1 “Aloe”. Facts and Comparisons, The Review of Natural Products.  April 1992.

2 Rodriguez-Bigas, Miguel M.D., et al. “Comparative Evaluation of Aloe Vera in the Management of Burn Wounds in Guinea Pigs”. Plastic and Reconstructive Surgery; 81(3). March 1988. 386-389.

3 Chithra, P, et al.  “Influence of Ale vera on the glycosaminoglycans in the matrix of healing dermal wounds in rats”.  Journal of Ethnopharmacology; 59. 1998. 179-186.

4 Shelton, Ronald M, MAJ, USAF, MC. “Aloe vera, Its Chemical and Therapeutic Properties”. International Journal of Dermatology; 30(10). Oct 1991. 679-683.

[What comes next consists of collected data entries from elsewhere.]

PR #278, opened 2026-02-16
Add compact command for verifying and consolidating reviews 

hughdbrown:
## Summary

Adds `roborev compact` — a command that consolidates multiple unaddressed review findings into a single verification pass. Instead of addressing each review individually, compact collects the outstanding findings and asks an agent to check which ones are still relevant against the current codebase.

## Usage

```bash
# Compact unaddressed reviews on the current branch (default: up to 20)
roborev compact

# Wait for the verification to finish and show results
roborev compact --wait

# Dry run — show which reviews would be compacted
roborev compact --dry-run

# Compact reviews across all branches
roborev compact --all-branches

# Customize agent, limit, or timeout
roborev compact --agent claude-code --limit 50 --timeout 15m
```

## How it works

1. Queries unaddressed review jobs for the current branch (or all branches with `--all-branches`)
2. Fetches the review outputs in batch
3. Builds a verification prompt containing all findings
4. Enqueues a compact job that runs an agent to check findings against the current code
5. On completion, marks the original source reviews as addressed

By default, compact enqueues the job and returns immediately. Use `--wait` to block until the agent finishes and display the consolidated result.

## What's included

- **Compact command** with `--dry-run`, `--wait`, `--limit`, `--timeout`, `--all-branches`, `--branch`, `--agent`, `--model`, `--reasoning` flags
- **`compact` job type** in the daemon/storage layer, with P/F verdict support in the TUI
- **Source job tracking** via sidecar metadata — compact jobs automatically mark their source reviews as addressed on completion
- **Output prefix** support so compact reviews include context (file list, source job IDs) prepended to the agent output
- **Batch job fetching** (`/api/jobs/batch`) to avoid N+1 API calls when collecting review outputs
- **`IsPromptJob()` method** to correctly distinguish prompt-native jobs (task, compact) from review jobs during retry

## Bug fixes included

- Fix negative unaddressed count in TUI when `hideAddressed` is active
- Fix prompt-selection regression where retried review jobs were misrouted through the stored-prompt path
- Fix `ClaimJob` not loading `output_prefix`, making worker-side validation a no-op
- Fix compact jobs being eligible as compaction sources (recursive self-compaction)
- Fix cancel race where canceled compact jobs could still mark source reviews as addressed

## Testing

```bash
# Run all tests
go test ./...

# Manual testing
roborev compact --dry-run          # verify it finds the right reviews
roborev compact --wait             # run a full compaction cycle
roborev status                     # check the compact job in the queue
```

PR #280, opened 2026-02-17
Preserve review history across rebases

wesm:
## Summary

Adds rebase-aware review preservation so reviews survive `git rebase` and `git commit --amend`.

- Store `patch_id` (content hash via `git patch-id --stable`) at enqueue time to match reviews across rebases
- Add `post-rewrite` git hook that calls `roborev remap` after rebase/amend to update job refs
- Add `/api/remap` daemon endpoint with proper error responses (400 for non-git paths, 404 for unknown repos, 500 for DB errors)
- Add `roborev remap` CLI command that reads old/new SHA pairs from stdin, filters by matching patch-id, and sends mappings to the daemon
- Hook install/uninstall handles both `post-commit` and `post-rewrite` with append/upgrade/skip behavior
- SQLite and PostgreSQL migrations add `patch_id` column with index (schema v5)
- Sync support: `patch_id` round-trips through push/pull
- Input validation: SHA format checks on remap requests, `repo_path` validated before git resolution
- `GetPatchID` uses `-c color.ui=false` to prevent user git config from affecting patch-id computation

## Test plan

- [x] `go test ./...` passes
- [x] `go test -tags integration ./internal/daemon/` — rebase and amend integration tests pass
- [x] `roborev init` installs post-rewrite hook alongside post-commit
- [x] `roborev install-hook` appends to existing non-roborev hooks, upgrades outdated ones
- [x] `roborev uninstall-hook` removes both post-commit and post-rewrite snippets
- [x] Make a commit, review it, rebase, verify `roborev show <new-sha>` finds the review
- [x] Same flow with `git commit --amend` (message-only change)
- [x] Remap against non-git path returns 400, unregistered repo returns 404

Generated with [Claude Code](https://claude.com/claude-code)

### DIFF
--- a/cmd/roborev/hook_test.go
+++ b/cmd/roborev/hook_test.go
@@ -805,6 +805,36 @@ func TestInstallOrUpgradeHook(t *testing.T) {
 		}
 	})
 
+	t.Run("refuses upgrade of non-shell hook mentioning roborev", func(t *testing.T) {
+		repo := testutil.NewTestRepo(t)
+		if err := os.MkdirAll(repo.HooksDir, 0755); err != nil {
+			t.Fatal(err)
+		}
+		hookPath := filepath.Join(repo.HooksDir, "post-commit")
+		// Non-shell hook that mentions roborev but has no version marker.
+		pythonHook := "#!/usr/bin/env python3\n# reviewed by roborev\nprint('hello')\n"
+		if err := os.WriteFile(hookPath, []byte(pythonHook), 0755); err != nil {
+			t.Fatal(err)
+		}
+
+		err := installOrUpgradeHook(
+			repo.HooksDir, "post-commit",
+			hookVersionMarker, generateHookContent, false,
+		)
+		if err == nil {
+			t.Fatal("expected error for non-shell hook in upgrade path")
+		}
+		if !strings.Contains(err.Error(), "non-shell interpreter") {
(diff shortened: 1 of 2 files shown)


wesm:
I will rebase this after #278 goes in which has better review guidelines which will get the security review to chill out

wesm:
"⏺ Summary of the 5 findings:                                                                        
                                                                                                    
  1. Unauthenticated remap endpoint — Not valid. Explicitly covered by review guidelines: daemon is 
  localhost-only, no auth needed.                                                                   
  2. Missing server-side SHA validation — Not valid. CLI validates with regex at the trust boundary;
   guidelines say don't re-flag at internal call sites.                                             
  3. Remap masks DB errors as "skipped" — Marginal validity. RemapJob returns (0, nil) for no-match
  and (0, error) for real failures, and real failures are silently swallowed. But the impact is low 
  — DB errors during remap would be systemic and visible elsewhere. Not worth changing the API
  contract for this edge case.
  4. CLI remap exits success on failure — Intentional. The return nil is explicitly commented "Don't
   fail the hook" — a non-zero exit from post-rewrite would print errors after every rebase.
  5. Pipe deadlock in GetPatchID — Valid, fixed. Closing the pipe reader when patchID.Start() fails
  prevents show.Wait() from hanging if the diff exceeds the pipe buffer."

PR #283, opened 2026-02-17
feat: add backup agent failover for review jobs

nstrayer:
## Human summary
I found myself hitting codex limits really quickly and then dumping back to copilot in this case. I wanted a way to automate this so I didnt have to keep switching the config.toml. This PR adds a `*backup_agent` setting as a fallback in case the review fails.

Coincidentally while making this PR I ran out of codex and the fallback worked perfectly!

## Summary

- Add per-workflow and default backup agent configuration (`default_backup_agent`, `review_backup_agent`, etc.) with the same repo-overrides-global priority as primary agents
- Implement failover in the worker pool: when an agent error exhausts retries, the worker resolves the backup agent from config and requeues the job with the new agent
- Distinguish agent errors (eligible for failover) from non-agent errors (prompt build failures) in the worker's retry logic
- No schema migration — backup agent is resolved from config at failover time, not stored per-job

## Changes

- `internal/config/config.go` — backup agent fields on `Config`/`RepoConfig`, `ResolveBackupAgentForWorkflow` resolution
- `internal/storage/jobs.go` — `FailoverJob(jobID, workerID, backupAgent)` atomically swaps agent and requeues
- `internal/daemon/worker.go` — `resolveBackupAgent` reads config at failover time, canonicalizes (verify installed, skip if same as primary), `failOrRetryAgent` path with failover split from `failOrRetry`
- Tests for config resolution, storage failover, worker-level backup agent resolution, and edge cases

## Test plan

- [x] `go test ./...` passes
- [ ] Verify failover works end-to-end: configure `backup_agent`, trigger a review with a failing primary agent, confirm job retries with the backup
- [ ] Verify no failover when `backup_agent` is unset (existing behavior unchanged)
- [ ] Verify second failover with same backup is a no-op (agent already swapped)

### DIFF
--- a/internal/daemon/worker_test.go
+++ b/internal/daemon/worker_test.go
@@ -378,6 +378,14 @@ func TestResolveBackupAgent(t *testing.T) {
 			want:       "test",
 		},
 		{
+			name:       "design review type uses design workflow",
+			jobAgent:   "codex",
+			reviewType: "design",
+			cfgField:   "DesignBackupAgent",
+			cfgValue:   "test",
+			want:       "test",
+		},
+		{
 			name:       "workflow mismatch returns empty",
 			jobAgent:   "codex",
 			reviewType: "security",
@@ -413,6 +421,7 @@ func TestResolveBackupAgent(t *testing.T) {
 			pool := NewWorkerPool(nil, NewStaticConfig(cfg), 1, NewBroadcaster(), nil)
 			job := &storage.ReviewJob{
 				Agent:      tt.jobAgent,
+				RepoPath:   t.TempDir(),
 				ReviewType: tt.reviewType,
 			}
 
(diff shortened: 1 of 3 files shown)


wesm:
ah, thanks for looking at this! I was planning to do this eventually since I was having to manually switch over to gemini after limiting out my ChatGPT Pro plan, but failing over gracefully is much better.

wesm:
Thanks @nstrayer — I'm going to rebase this and take a review pass on it

wesm:
The main feedback I have on this is that I want to pull the backup agent out of the database table and resolve it from the config at failover time — my assumption is that failover is going to be more exceptional for most users and so there is some possibility of things like:

1) user enqueues review
2) user modified config, changing failover agent
3) different failover agent is used for the review from step 1) than was intended at enqueue time

this strikes me as a bit contrived and won't really cause issues in practice. I'll push changes here shortly after I refine them a bit

wesm:
thanks @nstrayer!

5 Klabin, George.  “The Truth About Aloe vera”. Townsend Letter for Doctors.  May 1992.  413-417.

6 “Aloe”. Facts and Comparisons, The Review of Natural Products.  April 1992.

7 Blumenthal, Mark, et al.  “Aloe”. The Complete German Commission E Monographs.  American Botanical Council. 1998. 80-81.

8 Blumenthal, Mark, et al.  “Aloe”. The Complete German Commission E Monographs.  American Botanical Council. 1998. 80-81.

9 Brinker, Francis N.D., Herb Contraindications and Drug Interactions.  Eclectice Instiute, Inc, Oregon.  1997. 18-19.